Yay! As you know, if you’ve followed this blog, The Reluctant Canary Sings is now live on Amazon.
So what do you do when you’ve finally finished a book, it’s published, and out there for people to read? I guess you take a deep breath and go on to the next one.
This second book, and a third, all started out as one book, but my characters wouldn’t cooperate. Two of them kept trying to take over, and the story kept growing. I stripped out Bobbi’s story and sent it to a writer friend with a lot more experience than me. Is there a novel in here, I asked. She said yes and that was the germ of The Reluctant Canary Sings.
Now I’m dealing with Connor William Conroy—C. Willy C. as his friends call him. Connor lives on a farm near Elk Creek, Nebraska, as World War II spreads in Europe. He spent several years wandering around the west during the Great Depression—just staying alive. He loved his gig in the Civilian Conservation Corps, but it ended in the middle of the second dip of that depression, so he became a hobo for a time.
In the beginning of this story he worries about his sister. He has goaded and encouraged her to get into the Foreign Service and now she’s in the U.S. Consulate in Paris. They stay in touch with letters, as much as they can, as the war heats up and Connor tries to decide when, not if, to enlist. Nora writes to her parents about how safe she is in Paris, but her letters to her friend (Connor’s sweetheart Pauline) provide a more honest assessment. Here’s the letter Connor read before he went to chop weeds out of the fencerow:
Dear Pauline (and Connor),
The skies are bright and clear. Spring in Paris is gorgeous, but the trickle of refugees I told you about has turned into a torrent. There are Belgians and Dutch, people from Luxemburg. Thousands of them come into the city and fill every train car available, happy to stand if they can just get away. Cars jam the streets, slowed by the farm families with their wagons, maybe a cow tied on behind, and some chickens in crates on the top.

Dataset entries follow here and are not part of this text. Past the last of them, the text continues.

PR #829, opened 2021-01-10
Activate CodeQL analysis

pljones:
Per #822 .


ann0see:
I‘m quite new to GitHub Actions too and don’t know anything about CodeQL.

Just one comment (I will look through this PR tomorrow and comment on some other things if I find something):

You can also use a matrix all three files look quite similar. This is basically a way to loop through specific steps with a variable filled with the content of the matrix. Think of it like a foreach loop.

See my PR #828 for the automatic build of Jamulus binaries.

.github/workflows/codeql-analysis-linux.yml
```diff
@@ -0,0 +1,48 @@
+name: "CodeQL for Linux"
+
+on:
+  push:
+    branches: [ master ]
```
ann0see, line 5: So we only do scanning on master?

.github/workflows/codeql-analysis-linux.yml
```diff
@@ -0,0 +1,48 @@
...
+  pull_request:
+    # The branches below must be a subset of the branches above
+    branches: [ master ]
+  schedule:
+    - cron: '23 11 * * 6'
```
ann0see, line 10: Not sure why you need a cron job here (if this line does what I think it does.)

.github/workflows/codeql-analysis-linux.yml
```diff
@@ -0,0 +1,48 @@
...
+
+jobs:
+  analyze-linux:
+    name: Analyze Linux (Ubuntu 18.04)
+    runs-on: ubuntu-latest
```
ann0see, line 15: You could use a [matrix](https://docs.github.com/en/free-pro-team@latest/actions/learn-github-actions/managing-complex-workflows#using-a-build-matrix) to run the steps on every OS here.

.github/workflows/codeql-analysis-linux.yml
```diff
@@ -0,0 +1,48 @@
...
+
+    strategy:
+      fail-fast: false
+      matrix:
```
ann0see, line 19: That's a matrix ;-)

.github/workflows/codeql-analysis-linux.yml
```diff
@@ -0,0 +1,48 @@
...
+        # Learn more:
+        # https://docs.github.com/en/free-pro-team@latest/github/finding-security-vulnerabilities-and-errors-in-your-code/configuring-code-scanning#changing-the-languages-that-are-analyzed
+
+    steps:
+    - name: Checkout repository
+      uses: actions/checkout@v2
+
+    - name: Install Qt
+      run: |
+        sudo apt-get update
```
ann0see, line 32: In my script I did an upgrade too. Not sure if this is needed.

.github/workflows/codeql-analysis-macos.yml
```diff
@@ -0,0 +1,49 @@
...
+        #language: [ 'cpp', 'javascript', 'python' ]
+        # CodeQL supports [ 'cpp', 'csharp', 'go', 'java', 'javascript', 'python' ]
+        # Learn more:
+        # https://docs.github.com/en/free-pro-team@latest/github/finding-security-vulnerabilities-and-errors-in-your-code/configuring-code-scanning#changing-the-languages-that-are-analyzed
+
+    steps:
+    - name: Checkout repository
+      uses: actions/checkout@v2
+
+    - name: Install Qt
```
ann0see, line 30: You could install Qt via brew too: https://jamulus.io/wiki/Compiling#requirements I don't really trust this action since it might break in future. brew shouldn't.

.github/workflows/codeql-analysis-macos.yml
```diff
@@ -0,0 +1,49 @@
...
+      uses: jurplel/install-qt-action@v2
+      with:
+        version: '5.15.2'
+        dir: '${{ github.workspace }}'
+
+    # Initializes the CodeQL tools for scanning.
+    - name: Initialize CodeQL
+      uses: github/codeql-action/init@v1
+      with:
+        languages: ${{ matrix.language }}
```
ann0see, line 40: In theory you could just use cpp here, since we only check C++

.github/workflows/codeql-analysis-windows.yml
```diff
@@ -0,0 +1,62 @@
...
+    steps:
+    - name: Checkout repository
+      uses: actions/checkout@v2
+
+    - name: Install Qt
+      uses: jurplel/install-qt-action@v2
+      with:
+        version: '5.15.2'
+        dir: '${{ github.workspace }}'
+        arch: 'win64_msvc2019_64'
```
ann0see, line 35: Do we only need 64 bit?

ann0see (commented):
Although I don't really have an idea of CodeQl just some comments.

pljones:
> 
> 
> I‘m quite new to GitHub Actions too and don’t know anything about CodeQL.
> 
> Just one comment (I will look through this PR tomorrow and comment on some other things if I find something):
> 
> You can also use a matrix all three files look quite similar. This is basically a way to loop through specific steps with a variable filled with the content of the matrix. Think of it like a foreach loop.
> 
> See my PR #828 for the automatic build of Jamulus binaries.

Yes, I'd seen some of that and wasn't clear how it worked.  The original (auto-generated by Github) had three separate sections, one for each platform.  I split it to make it easier to compare the results.

In fact, there's a lot of overlap with the build process -- the CodeQL part appears to be just two extra steps: `Initialize CodeQL` and `Perform CodeQL Analysis`.

Anyway... here goes - four jobs now, one merged, three separate.  If the merged works, I'll delete the separate ones.

.github/workflows/codeql-analysis.yml
```diff
@@ -0,0 +1,66 @@
...
+      uses: github/codeql-action/init@v1
+      with:
+        languages: ${{ matrix.language }}
+
+    - name: Build
+      run: |
+        [ -x /Users/runner/work/jamulus/jamulus/Qt/5.15.2/clang_64/bin/qmake ] && \
+          /Users/runner/work/jamulus/jamulus/Qt/5.15.2/clang_64/bin/qmake || qmake
+        make
+      if: matrix.os != 'ubuntu-windows'
```
ann0see, line 55: do you mean windows-latest here?

ann0see (changes requested):

ann0see:
> the CodeQL part appears to be just two extra steps: Initialize CodeQL and Perform CodeQL Analysis.

I think so. But the commands in my workflow are different since I build executable files (therefore I run mac/deploy_mac.sh and in theory windows/deploy_windows.ps1)

pljones:
> 
> 
> > the CodeQL part appears to be just two extra steps: Initialize CodeQL and Perform CodeQL Analysis.
> 
> I think so. But the commands in my workflow are different since I build executable files (therefore I run mac/deploy_mac.sh and in theory windows/deploy_windows.ps1)

This workflow also builds the executables -- it only produces one for each platform, not for each arch for each platform plus headless/non-headless/nosound/non-nosound combinations...

.github/workflows/codeql-analysis-windows.yml
pljones: For the CodeQL?  I don't really know -- I'm assuming it's not _that_ dependent on the OS architecture.

Otherwise we would need to do each OS, on each ARCH, plus perhaps headless and nosound combinations.  (I run my server headless+nosound, so if that affects the CodeQL, I'd want it covered.)

.github/workflows/codeql-analysis-macos.yml
pljones: Yeah, I left the generated code -- it has a matrix on the language and supports other languages, so I left it.

.github/workflows/codeql-analysis-macos.yml
pljones: I've never used `brew`.  What is it?

.github/workflows/codeql-analysis-linux.yml
pljones: No, I had the upgrade and it took ages on every build.  So I took it out and it still worked fine.

.github/workflows/codeql-analysis-linux.yml
pljones: Is done :)

.github/workflows/codeql-analysis-linux.yml
ann0see: Yes. Same issue here. I will remove it from my pr too.

.github/workflows/codeql-analysis-macos.yml
ann0see: It's like apt for macOS: https://brew.sh/

.github/workflows/codeql-analysis-windows.yml
ann0see: I don't know either. So probably that's ok.

pljones:
Nothing other than what the compiler might be throwing out already, so far:
https://github.com/corrados/jamulus/security/code-scanning/20?query=ref%3Arefs%2Fpull%2F829%2Fmerge
> Multiplication result converted to larger type 

src/server.cpp 1100, 1317
src/client.cpp 1142, 1092, 1084
src/buffer.cpp 281, 280, 253, 252
and various libs/opus ones

.github/workflows/codeql-analysis-windows.yml
pljones: In fact, from the results, I'm wondering if it needs to be run multi-platform even.

ann0see: If you run it multi-platform, issues in the sound.cpp and sound.h files can be checked for every OS.

.github/workflows/codeql-analysis-linux.yml
pljones: I guess it's an extra "catch-all" - as this is a security check, it's presumed you do actually want it run and prove it's still going to work, at least once a week.

.github/workflows/codeql-analysis-macos.yml
pljones: I've never used `choco` either...  Makes me wonder if there's an equivalent there.

.github/workflows/codeql-analysis-linux.yml
pljones: Either on Push to master or on Pull Request to master.

I'm not sure what (other people's) forks will do once they update after this gets merged.  The documentation implies each repo needs to enable the scan -- but it doesn't specifically mention forks.

.github/workflows/codeql-analysis-windows.yml
pljones: Possibly - I don't know how it chooses which files to scan.  If it's based on the object files created by the build, then that would do it.

corrados:
Great to see first code analysis results. Is this pull request then ready to be merged?

pljones:
> Great to see first code analysis results. Is this pull request then ready to be merged?

Could go for it.  It's doing the full "desktop"-style builds for all three platforms.  I'm pretty sure `ARCH` isn't important -- and cutting out code with `headless` or `nosound` probably goes against the point..!

corrados:
Ok, thanks.

Is it possible to support such a label which we have from Travis for your new Github code analysis:
grafik
Do you know if something like this is supported?

ann0see:
Yes. That's supported. It should be somewhere in the actions tab

ann0see:
It's this md code: `CodeQL`

pljones:
And this is what the result of a pull request check looks like:
https://github.com/corrados/jamulus/pull/833/checks?check_run_id=1691291583

"No new issues" is okay.  (Better is to fix some ;) )

pljones:
> 
> 
> Ok, thanks.
> 
> Is it possible to support such a label which we have from Travis for your new Github code analysis:
> grafik
> Do you know if something like this is supported?

Did you mean something like this project?
https://github.com/technikhil314/auto-badger

ann0see:
You can click on the three dots in the actions tab and generate a badge. This should be an option. 

I don't think we need something like the auto badge project.

corrados:
I found it, thanks. Since the "CodeQL" action does compile Jamulus for all OSs, doesn't it replace the Travis check which we have implemented right now? If this is the case, I would like to exchange the badge and use Github only tools and remove the Travis .yml file. What do you think?

ann0see:
> doesn't it replace the Travis check

It's slightly different, but it could replace it.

Remember the Mormons and their handcarts? I think I know what that looked like. There’ll be a hand cart, mattresses and furniture piled on the top, maybe a couple of buckets tied on the sides, a man between the shafts, and the whole family pushing behind.
The Parisians show enormous sympathy for these poor souls, helping any way they can—a little money, some provisions, water, advice on routes. Then they go back to their day-to-day routines and talk about how glad they are that they’re safe. They’re still sitting in the cafés, sipping espresso and watching the human flood pass, like the man by the side of the road. When they talk about the war at all, they just say the French Army will hold the Germans at the Maginot Line like they did during the First World War. But I look at the map. The Germans are in Belgium. Why wouldn’t they just go around the Maginot Line and come in from the north? I have to wonder, too, if these people have ever heard of the Luftwaffe.
Meanwhile, just to make this even more surreal, the newspapers go on and on about rapes and atrocities committed by the Germans during World War I. The contradictions take my breath away.
Well, I’ve got to get some sleep. We’re overwhelmed here, preparing exit visas and letters of transit, not to mention all the dispatches and the actual negotiations with French authorities who all seem to be absent without leave.
A good share of this book uses letters to reveal the relationships in the Conroy family, as well as describe events my point-of-view character can’t see for himself. What do you think about this device? Is it one that you’ve encountered in other books, or that you might use?